=== Exercise details ===
From the records below, state how many lines hold the string "ulimit", without any other text.

=== Dataset ===
━━━━━━━━

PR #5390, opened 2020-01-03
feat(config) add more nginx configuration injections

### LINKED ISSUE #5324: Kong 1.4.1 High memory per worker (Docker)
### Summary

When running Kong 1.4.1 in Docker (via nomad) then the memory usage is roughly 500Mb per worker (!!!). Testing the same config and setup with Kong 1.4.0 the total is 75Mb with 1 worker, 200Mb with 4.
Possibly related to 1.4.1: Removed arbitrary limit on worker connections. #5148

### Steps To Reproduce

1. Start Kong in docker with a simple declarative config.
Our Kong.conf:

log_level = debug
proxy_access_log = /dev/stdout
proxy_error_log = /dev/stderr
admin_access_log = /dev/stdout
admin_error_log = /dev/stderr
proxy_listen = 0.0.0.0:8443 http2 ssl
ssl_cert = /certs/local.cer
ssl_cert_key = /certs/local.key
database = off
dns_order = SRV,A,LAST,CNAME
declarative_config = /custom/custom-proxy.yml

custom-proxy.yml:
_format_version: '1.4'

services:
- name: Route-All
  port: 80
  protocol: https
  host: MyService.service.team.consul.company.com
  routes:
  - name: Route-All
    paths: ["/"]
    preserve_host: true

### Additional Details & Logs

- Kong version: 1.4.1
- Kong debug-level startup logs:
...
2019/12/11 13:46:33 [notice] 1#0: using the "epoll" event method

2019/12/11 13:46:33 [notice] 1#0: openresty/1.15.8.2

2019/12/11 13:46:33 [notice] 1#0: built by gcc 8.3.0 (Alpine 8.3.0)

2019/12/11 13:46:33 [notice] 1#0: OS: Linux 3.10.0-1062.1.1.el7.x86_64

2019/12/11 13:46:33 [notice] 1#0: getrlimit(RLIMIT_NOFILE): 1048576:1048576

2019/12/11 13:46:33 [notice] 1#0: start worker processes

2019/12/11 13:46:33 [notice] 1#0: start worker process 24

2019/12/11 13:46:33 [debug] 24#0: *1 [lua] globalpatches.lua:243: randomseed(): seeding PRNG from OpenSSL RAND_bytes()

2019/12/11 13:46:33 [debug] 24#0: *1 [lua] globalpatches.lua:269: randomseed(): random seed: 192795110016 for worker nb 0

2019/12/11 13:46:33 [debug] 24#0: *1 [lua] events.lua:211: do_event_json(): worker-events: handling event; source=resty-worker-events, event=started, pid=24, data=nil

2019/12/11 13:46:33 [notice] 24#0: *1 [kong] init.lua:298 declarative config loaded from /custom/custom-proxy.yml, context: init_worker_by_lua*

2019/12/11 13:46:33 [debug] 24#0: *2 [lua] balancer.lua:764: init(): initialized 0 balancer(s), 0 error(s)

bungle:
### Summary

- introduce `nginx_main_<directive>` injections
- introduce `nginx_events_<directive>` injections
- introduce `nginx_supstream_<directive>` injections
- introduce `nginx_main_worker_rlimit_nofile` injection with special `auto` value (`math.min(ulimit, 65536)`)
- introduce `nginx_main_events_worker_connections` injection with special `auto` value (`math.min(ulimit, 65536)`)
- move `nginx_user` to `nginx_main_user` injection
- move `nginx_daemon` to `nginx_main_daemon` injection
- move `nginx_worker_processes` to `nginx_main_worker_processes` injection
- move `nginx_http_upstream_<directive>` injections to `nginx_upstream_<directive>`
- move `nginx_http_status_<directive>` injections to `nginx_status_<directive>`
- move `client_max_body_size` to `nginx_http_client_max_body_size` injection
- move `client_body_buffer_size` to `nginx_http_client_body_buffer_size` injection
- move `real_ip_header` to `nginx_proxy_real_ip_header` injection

━━━━━━━━

=== Solution ===
2